Configuring a Person Name Matcher
After adding the Person Name Matcher in the Matchers flipper of the Decision Table dialog (defined in the Match Criteria topic here), configure it as follows:
-
Click into the Matcher column and click the ellipsis button () to access the configuration dialog.
-
On the Not Configured dialog, the Settings tab is displayed.
-
For the required Input Normalizer, use the dropdown to select the associated Person Name Normalizer or enter a case-sensitive ID for the normalizer.
-
For the optional Word Alias Table, click the ellipsis button () and select a Transformation Lookup Table to substitute words with the same or similar meaning.
-
The optional Name Word Splitter Regex runs before applying the Word Alias Table. Refer to the Considerations section above.
-
For the optional Condition Threshold, enter the minimum score required for the matcher to return 'True' on a rule.
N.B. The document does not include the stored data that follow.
PR #249, opened 2015-11-06
Revamp GameRegistry to use RegistryModules

gabizou:
To work in tandem of DataConstants, this PR will effectively provide "modules" for registering of various `CatalogType`s such that the "defaults" exposed in the API will be already set for use with (hopefully) static initialized fields for not only plugins, but also the implementation.a


src/main/java/org/spongepowered/common/registry/AdditionalRegistration.java
```diff
@@ -0,0 +1,38 @@
...
+import java.lang.annotation.ElementType;
+import java.lang.annotation.Retention;
+import java.lang.annotation.RetentionPolicy;
+import java.lang.annotation.Target;
+
+@Retention(RetentionPolicy.RUNTIME)
+@Target(ElementType.METHOD)
+public @interface AdditionalRegistration {
+
+    RegistrationPhase value() default RegistrationPhase.POST_INIT;
```
gabizou: @gratimax this is that registration phase I think you were talking about before.

src/main/java/org/spongepowered/common/data/util/DataConstants.java
```diff
@@ -0,0 +1,108 @@
...
+ * <p><em>WARNING</em>: USAGE OF THESE CONSTANTS, DUE TO STATIC INITIALIZATION,
+ * IS ABSOLUTELY FORBIDDEN UNTIL THE GAME IS DURING THE POST-INIT PHASE DUE
+ * TO REGISTRATION OF CATALOG TYPES. UNTIL THE REGISTRATION IS HANDLED WHERE
+ * THE PROVIDED CATALOG TYPES ARE PROPERLY REGISTERED AND NOT <code>null</code>,
+ * ANY USE OF THIS CLASS WILL RESULT IN A GLORIOUS FAIL INDESCRIBABLE MAGNITUDES.
+ * </p>
+ */
+public final class DataConstants {
+
+    public static final Text EMPTY_TEXT = Texts.of();
```
Minecrell: I'm pretty sure someone mentioned this somewhere already, this is kind of redundant - `Texts.of()` actually already returns a constant.

src/main/java/org/spongepowered/common/data/util/DataConstants.java
```diff
@@ -0,0 +1,108 @@
...
+
+    public static final IChatComponent EMPTY_TEXT_COMPONENT = SpongeTexts.toComponent(Texts.of());
```
Minecrell: These shouldn't be stored in a constant as they're mutable internally.

gabizou: So I guess then the better option is DataConstants.emptyChatComponent() that returns a new instance each time?

Minecrell: Yes, exactly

Note: Leave the Condition Threshold parameter empty when this matcher is used in more than one rule and the threshold varies based on the rule. For example, if one rule requires a match score of 70 while another rule requires 75, a default condition threshold can be confusing while troubleshooting. In that case, it is better to add the thresholds in the rules.
-
-
Click the Advanced tab and update the default weights and factors as needed.
-
For the required First Name Weight, enter the relative weight of the combined 'first name and middle name' score versus and the combined 'middle name and last name' score.
-
For the required Last Name Weight, enter the relative weight of the combined 'middle name and last name' score versus and the combined 'first name and middle name' score.
-
For the required Exact Word Match Factor, enter how greatly exact matches influence the final score.
-
For the required Alias Word Match Factor, enter how greatly words that are paired via aliases influence the final score.
-
For the required Metaphone3 Word Match Factor, enter how greatly pairs via Metaphone 3 influence the final score.
-
For the required Edit Distance Word Match Factor, enter how greatly pairs via edit distance influence the final score.
-
For the required Initials Word Match Factor, enter how greatly pairs via initials influence the final score.
-
For the required Missing Word Factor, enter how much unpaired or missing words penalize the final result. To modify the factor for specific words, select an Unmatched Word Factor Table in the parameter below.
-
For the required Word Out of Order Factor, enter how much words that appear out of order penalize the final result.
-
For the optional Unmatched Word Factor Table, click the ellipsis button () and select a Transformation Lookup Table to assign factors to certain words and increase or decrease the significance of the unmatched word. Unmatched words that are included in this lookup table use the factor in the table instead of the Missing Word Factor from the parameter above. Refer to the Considerations section above.
-
For the optional Name Word Splitter Regex, leave the default to split names on space characters or enter a different RegEx to split the First Name, Middle Name, and Last Name values into individual words
-
-
To test the configuration, for the Select Nodes parameters:
-
Click the ellipsis button () for each field and select two objects for comparison.
-
Click the Evaluate button.
0.0 is displayed when a value is not available in one of the selected nodes or when the phone numbers do not match. Adjust as indicated by the Evaluator results and repeat the evaluation.
Hover over the red text to review information about the record. In this example, the record has been deactivated, and so it produces no match code and thus no match score.
-
-
Click OK to save and display the configuration in the Matchers flipper.